The results are shown in Table 3 below. The extraction solvents were used in a 10:1 (v/w) ratio. For the water-based extraction, autoclaving was performed at 121°C for 60 minutes. As shown in Table 3, 60% methanol provided the best extraction results, increasing the sesaminol glycoside content in the raw material to 10.5%. This extraction method was considered a 100% recovery rate. There was no significant difference in extraction efficiency between 50% and 60% ethanol, and the recovery rate was only approximately 86% compared to the 60% methanol extraction. While autoclaving yielded the highest extraction yield, the impurity content was relatively high, with only 5.2 grams of sesaminol glycosides per 100 grams of extract. Furthermore, during the extraction process, the oil and water in the sesame meal mixed, leading to emulsification. This made the resulting filtrate very turbid and difficult to separate from the residue by vacuum filtration. High-speed centrifugation was then required to separate the solids from the liquid and break the emulsion. In terms of extraction efficiency, subsequent examples generally used 60% methanol to prepare sesame meal extracts, which served as the reaction matrix for subsequent enzymatic hydrolysis.

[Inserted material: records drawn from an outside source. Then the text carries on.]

PR #2291, opened 2025-10-25
Populate description meta tag in base_weblog template (fix #2250)

### LINKED ISSUE #2250: Set description meta in blog posts
Our blog posts currently get generated with an empty `description` meta tag. [DSF Board nominations](https://www.djangoproject.com/weblog/2025/oct/11/2026-dsf-board-nominations/) as an example:

```html
<meta name="description" content="" />
```

It seems we need to populate the `description` block:

https://github.com/django/djangoproject.com/blob/8c1c01d5d4d9e81708c58744fe9da86cf3b1c339/djangoproject/templates/base.html#L11

See how `og:description` is set for the expected value for `description`:

https://github.com/django/djangoproject.com/blob/8c1c01d5d4d9e81708c58744fe9da86cf3b1c339/blog/models.py#L211-L213

---

We do need both tags as some crawlers only support "description" (Mastodon for example)

if-i:
Added a description block to base_weblog.html so that the meta description tag is populated for blog pages. This aligns the description with the page title, ensuring better previews on social platforms and search engines.

### DIFF
--- a/djangoproject/templates/base_weblog.html
+++ b/djangoproject/templates/base_weblog.html
@@ -1,6 +1,7 @@
 {% extends "base.html" %}
 {% load fundraising_extras i18n weblog %}
 {% block layout_class %}sidebar-right{% endblock %}
+{% block description %}{% translate "News & Events" %}{% endblock %}
 {% block title %}{% translate "News &amp; Events" %}{% endblock %}
 
 {% block og_title %}{% translate "News &amp; Events" %}{% endblock %}


sarahboyce:
Thank you for the PR :+1: 
I feel what was required here was slightly misinterpreted. The issue mentioned using the `og:description` value and was referring to blog entry detail pages, rather than the blog base template. 
Also going forward, I recommend writing a test for contributions :heavy_check_mark:  

I created a PR for this issue https://github.com/django/djangoproject.com/pull/2292 and will be closing this PR

Issue #2130, opened 2025-07-19
New base template for one-off flat pages


thibaudcolas:
It’d be very useful to have a new "lite" base template for flat pages that are very different from the rest of the site. 

We’re using flat pages for the [2024 Annual Impact Report](https://www.djangoproject.com/foundation/reports/2024/), which uses different stylesheets from anywhere else on the site as the report’s styles are very different. Repo: [dsf-annual-report](https://github.com/thibaudcolas/dsf-annual-report).

---

Longer-term this report might be moved to be part of the main site, but we’ll still have an (occasional) need for one-off documents that are styled differently and still need to be HTML

anya-xcode:
@thibaudcolas I want to work on this issue. Could you please assign it to me?

thibaudcolas:
@anya-xcode we don’t assign issues, everyone can just submit a PR. Providing more details for people who want to work on this at PyConFR - this task involves:

1. (Initial website project setup)
2. Making a new flatpage in the admin of your local project so you can try out how it works
3. Creating a new "empty.html" template for flat pages, in the same folder as https://github.com/django/djangoproject.com/blob/main/djangoproject/templates/flatpages/default.html
4. That template should only contain `{{ flatpage.content }}` so nothing else but the flatpage content is displayed
5. Test it in the Django admin
6. If it all works as expected, submit a PR

sarahboyce:
Completed by https://github.com/django/djangoproject.com/pull/2300

PR #2300, opened 2025-10-30
feat: Add an empty template for flatpage

antoinehashbang:
Related to this issue:  https://github.com/django/djangoproject.com/issues/2130

- Add a template "empty.html" who render only the content of a flatpage, without extending base.html


sabderemane:
> Tested and works as I would expect @thibaudcolas this means we ignore the title added in the admin but I think that's what you want?

Yes, Thibaud confirmed in person (PyCon FR)

thibaudcolas:
Thanks all! I just migrated the [2024 annual impact report](https://www.djangoproject.com/foundation/reports/2024/) to this new setup, all working as expected.

PR #2310, opened 2025-11-02
Merge db settings in settings/docker.py

ulgens:
* We don't benefit from having separate definitions
* Pycharm was marking this code block with "replace dictionary creation" recommendation


ulgens:
Superseded by https://github.com/django/djangoproject.com/pull/2311

PR #2311, opened 2025-11-02
Improve docker db settings

ulgens:
Small cleanup in `settings/docker.py` file. Details can be found in commit messages.

### DIFF
--- a/djangoproject/settings/docker.py
+++ b/djangoproject/settings/docker.py
@@ -12,7 +12,8 @@ DATABASES = {
     "trac": {
         "ENGINE": "django.db.backends.postgresql",
         "NAME": os.environ["TRAC_DATABASE"],
-        "USER": os.environ["TRAC_USER"],
+        # "code.djangoproject" value is hardcoded in trac.sql
+        "USER": "code.djangoproject",
         "PASSWORD": os.environ["TRAC_PASSWORD"],
         "HOST": os.environ["TRAC_HOST"],
         "PORT": os.environ["TRAC_PORT"],
--- a/djangoproject/settings/docker.py
+++ b/djangoproject/settings/docker.py
@@ -2,20 +2,20 @@ from .dev import *  # noqa: F403
 
 DATABASES = {
     "default": {
-        "ENGINE": os.environ.get("SQL_ENGINE"),
-        "NAME": os.environ.get("SQL_DATABASE"),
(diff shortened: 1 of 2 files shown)


docker-compose.yml
```diff
@@ -23,7 +23,8 @@ services:
             - SQL_HOST=db
             - SQL_PORT=5432
             - TRAC_DATABASE=code.djangoproject
-            - TRAC_USER=code.djangoproject
+            # "code.djangoproject" value is hardcoded in trac.sql, no need to pass it via env vars
+            # - TRAC_USER=code.djangoproject
```
pauloxnet, line 27: Is `trac.sql` the only place where `code.djangoproject` is used?

djangoproject/settings/docker.py
```diff
@@ -2,24 +2,24 @@
...
 DATABASES = {
     "default": {
-        "ENGINE": os.environ.get("SQL_ENGINE"),
-        "NAME": os.environ.get("SQL_DATABASE"),
-        "USER": os.environ.get("SQL_USER"),
-        "PASSWORD": os.environ.get("SQL_PASSWORD"),
-        "HOST": os.environ.get("SQL_HOST"),
-        "PORT": os.environ.get("SQL_PORT"),
-    }
+        "ENGINE": os.environ["SQL_ENGINE"],
```
pauloxnet, line 5: Better tha before :)

pauloxnet (approved):

djangoproject/settings/docker.py
ulgens: The project won't work with empty database credentials. The updated approach allows it to fail with a key error instead of database connection issues.

docker-compose.yml
ulgens: I'm not 100% confident but it seems so. Regardless, the project won't work with a different value, so I thought it's better not to parameterize.

pauloxnet (approved):

alexgmin (approved):

docker-compose.yml
```diff
@@ -23,7 +23,8 @@ services:
...
             - TRAC_PASSWORD=secret
```
marksweb, line 28: If we're changing this, we could, arguably, remove all the `TRAC_` values and have them as defaults to the `os.environ.get()` calls.

PR #2313, opened 2025-11-02
Remove redundant if condition from django debug toolbar init

ulgens:
DEBUG is defined as True in the same file. Because the variable value is hardcoded, `if DEBUG` will always give same result - hence not needed

### DIFF
--- a/djangoproject/settings/dev.py
+++ b/djangoproject/settings/dev.py
@@ -44,25 +44,24 @@ PARENT_HOST = "djangoproject.localhost:8000"
 
 PUSH_SSL_CALLBACK = False
 
-# Enable optional components
+# django-debug-toolbar initialization
+try:
+    import debug_toolbar  # NOQA
+except ImportError:
+    pass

Table 3 Extraction solvent Yield (%, w/w) SGs content (g/100g) Recovery rate (%) 60% methanol 9.5 ± 0.5 10.5 ± 0.5 100.0 water 16.0 ± 0.7 5.2 ± 0.6 89.6 50% ethanol 11.5 ± 0.1 7.5 ± 0.1 86.3 60% ethanol 10.9 ± 0.5 7.9 ± 0.3 86.6

by E. coli Recombinant protein expression Kmbgl1

Cultures were performed in the E. coli culture format; 0.5 mM IPTG was added at low temperature to induce β-glucosidase expression. The cells were then lysed and the intracellular protein was collected. Purification was then performed using a Ni-NTA column, where high concentrations of imidazole competed for the His ₆ -tag on the target protein. The initial purification fractions were collected and analyzed by SDS-PAGE, as shown in Figure 1. When the imidazole concentration in the eluent was 200 mM, the target protein was eluted, primarily in the third and fourth tubes, with a distinct band at 95 kD, representing the Kmbgl1 enzyme. The crude enzyme solution and partially purified enzyme solution were quantified by Bradford assay for protein and activity using pNP-β-Glu as a substrate. The crude enzyme solution had a protein content of 0.85 mg/mL and an activity of 60.42 U/mg, while the purified enzyme solution had a protein content of 0.5 mg/mL and an activity of 92.14 U/mg. These results confirm that all the cultured enzymes were active. The active crude Kmbgl1 enzyme solution was subsequently used in reactions in other examples.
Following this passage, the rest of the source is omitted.